# August 30th Edition of DBSTalk News Online



## Scott Greczkowski (Mar 21, 2002)

It's been a big week here at DBSTalk.COM! Find out all what all the hoopla is about on our latest edition of the DBSTalk.COM News Update!

Join me (Scott Greczkowski) as I give you the latest DBS News

This weeks edition features not one, but two segments with DBSTalk.COM founder Chris Blount!

We hope you enjoy this episode! We aim to be your #1 Forum on the Internet!

Please select your video format below
Windows Media Player - Broadband 
Windows Media - Dial Up Modem

(Notice to people who are using RealVideo - I have changed the encoding method from RealVideo 8 to RealVideo G2 format. WebTV users SHOULD be able to view this version)

RealVideo - Broadband 
RealVideo - Dial Up Modem

Thanks for choosing DBSTalk.COM as your source for all things DBS!


----------



## JBKing (Mar 23, 2002)

Congrats to Tony!

_That ought'a make people want to watch the news segment_


----------



## TNGTony (Mar 23, 2002)

Made me look! 

I'm flattered! Thanks.

See ya
Tony


----------



## Mark Lamutt (Mar 24, 2002)

That was the best one yet, guys! Very, very well done!


----------



## Scott Greczkowski (Mar 21, 2002)

We not doing too bad for a show with no budget. 

It does not look like it was filmed in my bedrooom does it?


----------



## W1CPO (Aug 17, 2002)

Bravo Zulo... Well Done!


----------



## W1CPO (Aug 17, 2002)

Hmmm, fat fingers I guess... anyway, Bravo Zulu!


----------



## Nick (Apr 23, 2002)

The vid was definitely not Tango Uniform.  Great show.

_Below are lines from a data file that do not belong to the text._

PR #119, opened 2023-02-16
correct condition for tls spec in ingress resource

gregopenit:
Rollback of a last minute change in the PR #79. See my last comments.

@jamiezieziula has changed the condition in ingress.yaml which breaks the logic. With the current values:

```
ingress:
  enabled: true
  className: "nginx"
  host:
    hostname: myhost.mydomain
  tls: true
  extraTls:
    - hosts:
      - myhost.mydomain
      secretName: ingress-tls-myhost
```

Both conditions line 55 and line 60 would match, resulting in:

```
- hosts:
    - "myhost.mydomain"
  secretName: myhost.mydomain-tls
- hosts:
    - myhost.mydomain
  secretName: ingress-tls-myhost
```

Which does not make sense. Onemay want to define `.Values.ingress.extraTls` in order to set a specific `secretName` .


jamiezieziula (approved):
Ah I see - good call @gregopenit

PR #121, opened 2023-02-27
Adds option to specify workPool

EmilRex:
Adds option to set a single `workPool` in chart.

Still need to test the change to verify that existing behavior isn't changed and new behavior is.

### DIFF
--- a/charts/prefect-agent/README.md
+++ b/charts/prefect-agent/README.md
@@ -39,8 +39,8 @@ Prefect Agent application bundle
 | agent.clusterUid | string | `""` | unique cluster identifier, if none is provided this value will be infered at time of helm install |
 | agent.config.prefetchSeconds | int | `10` | when querying for runs, how many seconds in the future can they be scheduled |
 | agent.config.queryInterval | int | `5` | how often the agent will query for runs |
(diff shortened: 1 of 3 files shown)


jamiezieziula (dismissed):
lgtm

parkedwards (dismissed):

jimid27 (dismissed):
nice looks good

jicuss:
this would be super helpful to me

Bada-S:
Hey y'all, I tested out the chart locally. I pulled down Emil's chart and deployed the agent on minikube. I ended up hardcoding the work pool for the sake of testing, but it was able to deploy the agent successfully. @EmilRex If you can sync sometime I can show you how I tested the chart

EmilRex:
Alright... I made (and tested) some changes to the default behavior. Now if neither `workPool` nor `workQueues` are specified, we just listen to the default work queue. This ensures that the default behavior of the chart remains unchanged. Then, if either (or both) `workPool` or `workQueues` is specified, we fill them in as appropriate.

@jimid27 Does that make sense to you?

jimid27 (approved):
This lgtm!

PR #130, opened 2023-03-21
Look for agent.clusterUID instead of agent.clusterUUID in the deployment spec

jexxers:
I think this is a typo.

Ref: https://github.com/PrefectHQ/prefect-helm/blob/98f7de9fdaeb09418782cf5864f564ffe9ad788e/charts/prefect-agent/templates/deployment.yaml#L83

### DIFF
--- a/charts/prefect-agent/templates/deployment.yaml
+++ b/charts/prefect-agent/templates/deployment.yaml
@@ -80,7 +80,7 @@ spec:
             - name: PREFECT_API_URL
               value: {{ template "agent.apiUrl" . }}
             - name: PREFECT_KUBERNETES_CLUSTER_UID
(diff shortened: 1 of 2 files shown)


jexxers:
FWIW - the agent is looking for `clusterUID`.

Ref:
https://github.com/PrefectHQ/prefect/blob/42ab288f86f20cbfd804c9073d4df5a4a6a88299/src/prefect/infrastructure/kubernetes.py#L416

jexxers:
https://github.com/PrefectHQ/prefect-helm/blob/abe3dd1ce7979102b0f7209d77d04ad57f5c961a/charts/prefect-agent/templates/_helpers.tpl#L28-L35

Nevermind, I think all is good.

PR #133, opened 2023-03-27
feat: add experimental worker chart

jawnsy:
* Update Helm installed in build from 3.9.2 to 3.11.2
* Update agent/worker installation arguments from legacy "config" to new "cloudApiConfig" value
* Update agent values docstring to match generated helm-docs


jamiezieziula (approved):
nice!

PR #140, opened 2023-04-03
feat: allow configuration of http2 connections

jawnsy:
Add a value to configure the use of HTTP/2 if supported by the server, and disable it by default, as there are outstanding issues with httpx's support of HTTP/2.

### DIFF
--- a/charts/prefect-agent/values.yaml
+++ b/charts/prefect-agent/values.yaml
@@ -48,7 +48,7 @@ agent:
     # -- when querying for runs, how many seconds in the future can they be scheduled
     prefetchSeconds: 10
     # -- connect using HTTP/2 if the server supports it (experimental)
-    http2: false
+    http2: true
 
   ## connection settings
   # -- one of 'cloud' or 'server'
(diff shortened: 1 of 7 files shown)


EmilRex:
@jawnsy I love this! HTTP/2 issues are an incredibly common source of errors and confusion!

jamiezieziula (dismissed):
I'm fine with this - but I think it would be worth noting in the release notes that this reverese previous default behavior OR updating the default value to align with what was being applied by default previously

charts/prefect-agent/values.yaml
```diff
@@ -47,6 +47,8 @@ agent:
     queryInterval: 5
     # -- when querying for runs, how many seconds in the future can they be scheduled
     prefetchSeconds: 10
+    # -- connect using HTTP/2 if the server supports it (experimental)
+    http2: true
```
jawnsy, line 51: I went with the existing default of enabling HTTP/2 for now

jamiezieziula (approved):

PR #144, opened 2023-04-07
feat: default to Chart AppVersion as tag

jawnsy:
* Add standard app.kubernetes.io/version label
* Use the chart's appVersion as the image tag if prefectTag is not set, simplifying the chart packaging process


jawnsy:
This was a bad idea

PR #161, opened 2023-05-02
set http2 to default false

akdienes:
https://github.com/PrefectHQ/prefect/issues/7442
https://github.com/encode/httpx/discussions/2112

considering that the above two issues mean that using `http2: true` leads consistently to irrecoverable worker failures, I think the default should be false

### DIFF
--- a/charts/prefect-worker/values.yaml
+++ b/charts/prefect-worker/values.yaml
@@ -45,7 +45,7 @@ worker:
     # -- when querying for runs, how many seconds in the future can they be scheduled
     prefetchSeconds: 10
     # -- connect using HTTP/2 if the server supports it (experimental)
-    http2: true
+    http2: false
 
   ## connection settings
   # -- one of 'cloud' or 'server'


akdienes:
Hi @jawnsy , thanks for the quick response!

I was about 2 weeks behind latest, which looks like right around when that PR was merged. I'll update that and let you know if the worker failures persist or not

akdienes:
just wanted to update that I attempted to update the chart, but it causes the worker to fail in kube with
```prefect.exceptions.PrefectHTTPStatusError: Client error '404 Not Found' for url 'https://prefect.manifoldtrading.net/api/deployments/89ee0166-b731-4967-8d0b-19d7d3a6bb2e'```

Indeed this deployment does not exist. I'm not sure where it's getting that from or why it's trying to query that. moreover, the prefect UI shows the worker as healthy despite crashing repeatedly in kube

anyway, I've reverted back to the chart from mar 10 and the above error as gone away. just setting `http2: false` locally for the time being

jawnsy:
This was an issue with an upstream dependency, which should have been [resolved in encode/httpcore 0.17.1](https://github.com/encode/httpcore/pull/679). I'm closing this out as the default behavior (to use HTTP/2) should now work reliably. Please let us know if you see otherwise after upgrading to the latest version.

PR #167, opened 2023-05-25
chore: add liveness/readiness configs to prefect-server

### LINKED ISSUE #132: Prefect server should have liveness and readyness probe
As a DevOps team relying on Kubernetes to give us the health of the system, we need to have Prefect to provide us with the status of the pod using the [liveness and readiness probe](https://kubernetes.io/docs/tasks/configure-pod-container/configure-liveness-readiness-startup-probes/)

At the moment, the Prefect server is missing endpoints like 
- ping => used for liveness
- health => used for readiness

I'm also raising an issue on the Prefect repository to get these endpoints added.

parkedwards:
when `readinessProbe.enabled` is `true`, the tests will fail as expected because the endpoint will go out in the upcoming `prefect` release

resolves https://github.com/PrefectHQ/prefect-helm/issues/132


jamiezieziula (dismissed):

charts/prefect-worker/README.md
```diff
@@ -6,10 +6,6 @@ Prefect Worker application bundle
 
 **Homepage:** <https://github.com/PrefectHQ>
 
-## Getting Started Guide
-
-[Using Prefect Helm Chart for Prefect Workers](https://docs.prefect.io/latest/guides/deployment/helm-worker/)
```
parkedwards, line 11: @jamiezieziula any idea why the helm-docs pre-commit tries to scrub this?

charts/prefect-worker/README.md.gotmpl
```diff
@@ -0,0 +1,21 @@
...
+
+{{ template "chart.badgesSection" . }}
+
+{{ template "chart.description" . }}
+
+{{ template "chart.homepageLine" . }}
+
+## Getting Started Guide
+
+[Using Prefect Helm Chart for Prefect Workers](https://docs.prefect.io/latest/guides/deployment/helm-worker/)
```
parkedwards, line 11: we can augment the base template that `helm-docs` uses by adding this `.gotmpl` template, and the `{{ template }}` blocks ive added here are (1) from the library and (2) should match our existing autogenerated blocks, in case we ever want to augment the existing readme format for the other charts

jimid27 (approved):

PR #179, opened 2023-06-09
Add configuration for priority classes

### LINKED ISSUE #178: Ability to configure priority classes
We are running the server and agent in the same cluster. If there are too many jobs running and some pods have to be evicted to make room, we want the server pods to keep running. I found out that a way to do this is by using priority classes (https://kubernetes.io/docs/concepts/scheduling-eviction/pod-priority-preemption/#priorityclass). It would be nice to be able to configure this in values.yaml.

pravindahal:
Closes: #178


charts/prefect-agent/templates/deployment.yaml
```diff
@@ -48,6 +48,9 @@ spec:
       {{- if .Values.agent.podSecurityContext }}
       securityContext: {{- .Values.agent.podSecurityContext | toYaml | nindent 8 }}
       {{- end }}
+      {{- if .Values.server.priorityClassName }}
```
jawnsy, line 51: This looks like a typo

```suggestion
      {{- if .Values.agent.priorityClassName }}
```

jawnsy (commented):
Hey there, thanks so much for your contribution! This change looks good to me, however, there seem to be a few typos.

Can you please also re-generate our documentation using `helm-docs`?

jawnsy (approved):
LGTM, thanks for your contribution!

PR #196, opened 2023-07-05
fix/updatecli workflow secret

### LINKED ISSUE #173: Fix update workflow
Our updatecli workflow is failing due to a permissions issue. I think I've seen this before, and the problem is that we're trying to update a workflow from a running workflow.

This is the error:

```
 ! [remote rejected] helm-version-2023-06-01 -> helm-version-2023-06-01 (refusing to allow a GitHub App to create or update workflow `.github/workflows/agent-lint-and-test.yaml` without `workflows` permission)
```

We saw this previously when trying to update the gcloud sdk in our build: https://github.com/PrefectHQ/nebula/pull/4403 - this seems to have been fixed in https://github.com/PrefectHQ/nebula/pull/4401

Example of failing run: https://github.com/PrefectHQ/prefect-helm/actions/runs/5149664089

jimid27:
Resolves: https://github.com/PrefectHQ/prefect-helm/issues/173

### DIFF
--- a/.github/workflows/update-helm-minor-versions.yaml
+++ b/.github/workflows/update-helm-minor-versions.yaml
@@ -23,6 +23,9 @@ jobs:
     runs-on: ubuntu-latest
     steps:
       - uses: actions/checkout@v3
+        with:
+          fetch-depth: 0
+          token: ${{ secrets.PREFECT_HELM_CONTENTS_WORKFLOWS_RW }}
 
       - name: configure git
         run: |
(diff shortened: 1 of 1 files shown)


jamiezieziula (approved):

.github/workflows/update-helm-minor-versions.yaml
```diff
@@ -23,6 +23,9 @@ jobs:
     runs-on: ubuntu-latest
     steps:
       - uses: actions/checkout@v3
+        with:
+          fetch-depth: 0
+          token: ${{ secrets.PREFECT_HELM_CONTENTS_WORKFLOWS_RW }}
```
parkedwards, line 28: im not sure these additions are necessary on checkout

PR #207, opened 2023-07-19
fix: use appVersion from chart for label

### LINKED ISSUE #203: Add ability to pass in Image digest instead of tag
It would be helpful to pull a specific prefect docker image by digest rather than pulling the latest push to a tag. For example if I want to pull `prefecthq/prefect@sha1234567.....`, there should be a value in values.yaml `digest: sha1234567.....`. The current configuration only allows for the tag to be specified

jawnsy:
Use the chart's appVersion field rather than image tag for the prefect-version label, tags can exceed 63 characters when using image digests.

Resolves: #203

### DIFF
--- a/charts/prefect-agent/templates/deployment.yaml
+++ b/charts/prefect-agent/templates/deployment.yaml
@@ -5,7 +5,7 @@ metadata:
   namespace: {{ include "common.names.namespace" . | quote }}
   labels: {{- include "common.labels.standard" . | nindent 4 }}
     app.kubernetes.io/component: agent
-    prefect-version: {{ .Values.agent.image.prefectTag }}
+    prefect-version: {{ .Chart.AppVersion }}
     {{- if .Values.commonLabels }}
     {{- include "common.tplvalues.render" ( dict "value" .Values.commonLabels "context" $ ) | nindent 4 }}
     {{- end }}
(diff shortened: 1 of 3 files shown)


charts/prefect-agent/templates/deployment.yaml
```diff
@@ -5,7 +5,7 @@ metadata:
   namespace: {{ include "common.names.namespace" . | quote }}
   labels: {{- include "common.labels.standard" . | nindent 4 }}
     app.kubernetes.io/component: agent
-    prefect-version: {{ .Values.agent.image.prefectTag }}
+    prefect-version: {{ .Chart.AppVersion }}
```
jawnsy, line 8: Current behavior:

```yaml
apiVersion: v1
kind: ServiceAccount
metadata:
  name: prefect-worker
  namespace: "jawnsy-test"
  labels:
    app.kubernetes.io/name: prefect-worker
    helm.sh/chart: prefect-worker-0.0.0
    app.kubernetes.io/instance: worker
    app.kubernetes.io/managed-by: Helm
    app.kubernetes.io/component: worker
    prefect-version: 2-python3.11-kubernetes
```

New behavior:

```yaml
apiVersion: v1
kind: Service
metadata:
  name: prefect-server
  namespace: "jawnsy-test"
  labels:
    app.kubernetes.io/name: prefect-server
    helm.sh/chart: prefect-server-0.0.0
    app.kubernetes.io/instance: server
    app.kubernetes.io/managed-by: Helm
    app.kubernetes.io/component: server
    prefect-version: 2-latest
```

TODO: we should probably use [`app.kubernetes.io/version`](https://kubernetes.io/docs/concepts/overview/working-with-objects/common-labels/) for this instead

jamiezieziula (approved):

PR #209, opened 2023-07-19
chore: update dependencies

jawnsy:
Run updatecli manually, as there is currently a failure related to credentials that is preventing updatecli from running.

### DIFF
--- a/.github/workflows/agent-lint-and-test.yaml
+++ b/.github/workflows/agent-lint-and-test.yaml
@@ -1,12 +1,10 @@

Your scene transitions look good, but try using cut-to rather than an A-B fade for a tighter '2-camera' show. My .o2


----------



## Tomsoundman (Jun 17, 2002)

Any chance of dancing girls on next video? Oops! Maybe thats for the Gold Forum.


----------



## Chris Blount (Jun 22, 2001)

> _Originally posted by Nick _
> *The vid was definitely not Tango Uniform.  Great show.
> 
> Your scene transitions look good, but try using cut-to rather than an A-B fade for a tighter '2-camera' show. My .o2  *


Thanks for the input Nick. I think we will get better with time. I was in video production many years back but I specialized in music videos. Never have done a news broadcasts so this should be fun.


----------



## Geronimo (Mar 23, 2002)

Great choice for User of The Week! And 1000 members wow!


----------



## RJS1111111 (Mar 23, 2002)

Good show! My only suggestion is to
match the sound levels for all of the
segments. Chris was much louder
than Scott.


----------



## Randy_B (Apr 23, 2002)

You guys amaze me. Well done.

lestere, what was (is) your designator? AD34.


----------



## The Tophinator (May 13, 2002)

WoW! much better! now I look forward to see what you have in store next week. You have allready surpassed the charliechats


----------



## Karl Foster (Mar 23, 2002)

Good job. Wasn't expecting to hear my name mentioned, though.


----------



## stugil (Apr 24, 2002)

Hello,

Can a transcript be linked on line for those of us 
who can't get the video ,due to work blocking this 
sort of thing.
thanks


----------



## Scott Greczkowski (Mar 21, 2002)

Sorry at this time transcripts are not available of the videos.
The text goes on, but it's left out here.